Stored data entries
....

PR #3190, opened 2022-10-10
KTOR-4524 Add logging for Routing

e5l:
Fix [KTOR-4524](https://youtrack.jetbrains.com/issue/KTOR-4524/Add-Debug-Logging-to-Routing)

### DIFF
--- a/ktor-server/ktor-server-core/jvmAndNix/src/io/ktor/server/routing/Routing.kt
+++ b/ktor-server/ktor-server-core/jvmAndNix/src/io/ktor/server/routing/Routing.kt
@@ -10,10 +10,13 @@ import io.ktor.server.application.*
 import io.ktor.server.request.*
 import io.ktor.server.response.*
 import io.ktor.util.*
+import io.ktor.util.logging.*
 import io.ktor.util.pipeline.*
 
 @InternalAPI
 public val RoutingFailureStatusCode: AttributeKey<HttpStatusCode> = AttributeKey("RoutingFailureStatusCode")
+
+internal val LOGGER = KtorSimpleLogger("io.ktor.routing.Routing")
 
 /**
  * A root routing node of an [Application].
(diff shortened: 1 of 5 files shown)


whyoleg:
Just wanted to mention that on current moment we don't have possibility to filter logs on nix server. On JVM we have slf4j and so we can have debug/trace configuration overall and based on class/tag name.
So adding a lot of logs, even TRACE, will significantly reduce usability of nix server.

e5l:
@whyoleg we're going to add logs in 2.2.0 along with the `log level` option for native.

whyoleg:
@e5l Is there any info on how it will work?

e5l:
It will be possible to set with ENV variable or configuration file

ktor-server/ktor-server-core/jvmAndNix/src/io/ktor/server/routing/RoutingResolveContext.kt
```diff
@@ -170,6 +175,7 @@ public class RoutingResolveContext(
         val finalResolve = resolveResult
 
         if (finalResolve.isEmpty()) {
+            LOGGER.trace("No route matched for ${call.request.uri}")
```
rsinukov, line 178: why do we need both logging and tracing in routing? can they be merged?

rsinukov (changes requested):

ktor-server/ktor-server-core/jvmAndNix/src/io/ktor/server/routing/RoutingResolveContext.kt
rsinukov: Tracing has more information and is better structured. Maybe we can enable it automatically, if log level is trace?

e5l: Done!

....

EXERCISE DESCRIPTION » Return each record exactly as given.

WRITTEN RESPONSE »
PR #3190, opened 2022-10-10
KTOR-4524 Add logging for Routing

e5l:
Fix [KTOR-4524](https://youtrack.jetbrains.com/issue/KTOR-4524/Add-Debug-Logging-to-Routing)

### DIFF
--- a/ktor-server/ktor-server-core/jvmAndNix/src/io/ktor/server/routing/Routing.kt
+++ b/ktor-server/ktor-server-core/jvmAndNix/src/io/ktor/server/routing/Routing.kt
@@ -10,10 +10,13 @@ import io.ktor.server.application.*
 import io.ktor.server.request.*
 import io.ktor.server.response.*
 import io.ktor.util.*
+import io.ktor.util.logging.*
 import io.ktor.util.pipeline.*
 
 @InternalAPI
 public val RoutingFailureStatusCode: AttributeKey<HttpStatusCode> = AttributeKey("RoutingFailureStatusCode")
+
+internal val LOGGER = KtorSimpleLogger("io.ktor.routing.Routing")
 
 /**
  * A root routing node of an [Application].
(diff shortened: 1 of 5 files shown)


whyoleg:
Just wanted to mention that on current moment we don't have possibility to filter logs on nix server. On JVM we have slf4j and so we can have debug/trace configuration overall and based on class/tag name.
So adding a lot of logs, even TRACE, will significantly reduce usability of nix server.

e5l:
@whyoleg we're going to add logs in 2.2.0 along with the `log level` option for native.

whyoleg:
@e5l Is there any info on how it will work?

e5l:
It will be possible to set with ENV variable or configuration file

ktor-server/ktor-server-core/jvmAndNix/src/io/ktor/server/routing/RoutingResolveContext.kt
```diff
@@ -170,6 +175,7 @@ public class RoutingResolveContext(
         val finalResolve = resolveResult
 
         if (finalResolve.isEmpty()) {
+            LOGGER.trace("No route matched for ${call.request.uri}")
```
rsinukov, line 178: why do we need both logging and tracing in routing? can they be merged?

rsinukov (changes requested):

ktor-server/ktor-server-core/jvmAndNix/src/io/ktor/server/routing/RoutingResolveContext.kt
rsinukov: Tracing has more information and is better structured. Maybe we can enable it automatically, if log level is trace?

e5l: Done!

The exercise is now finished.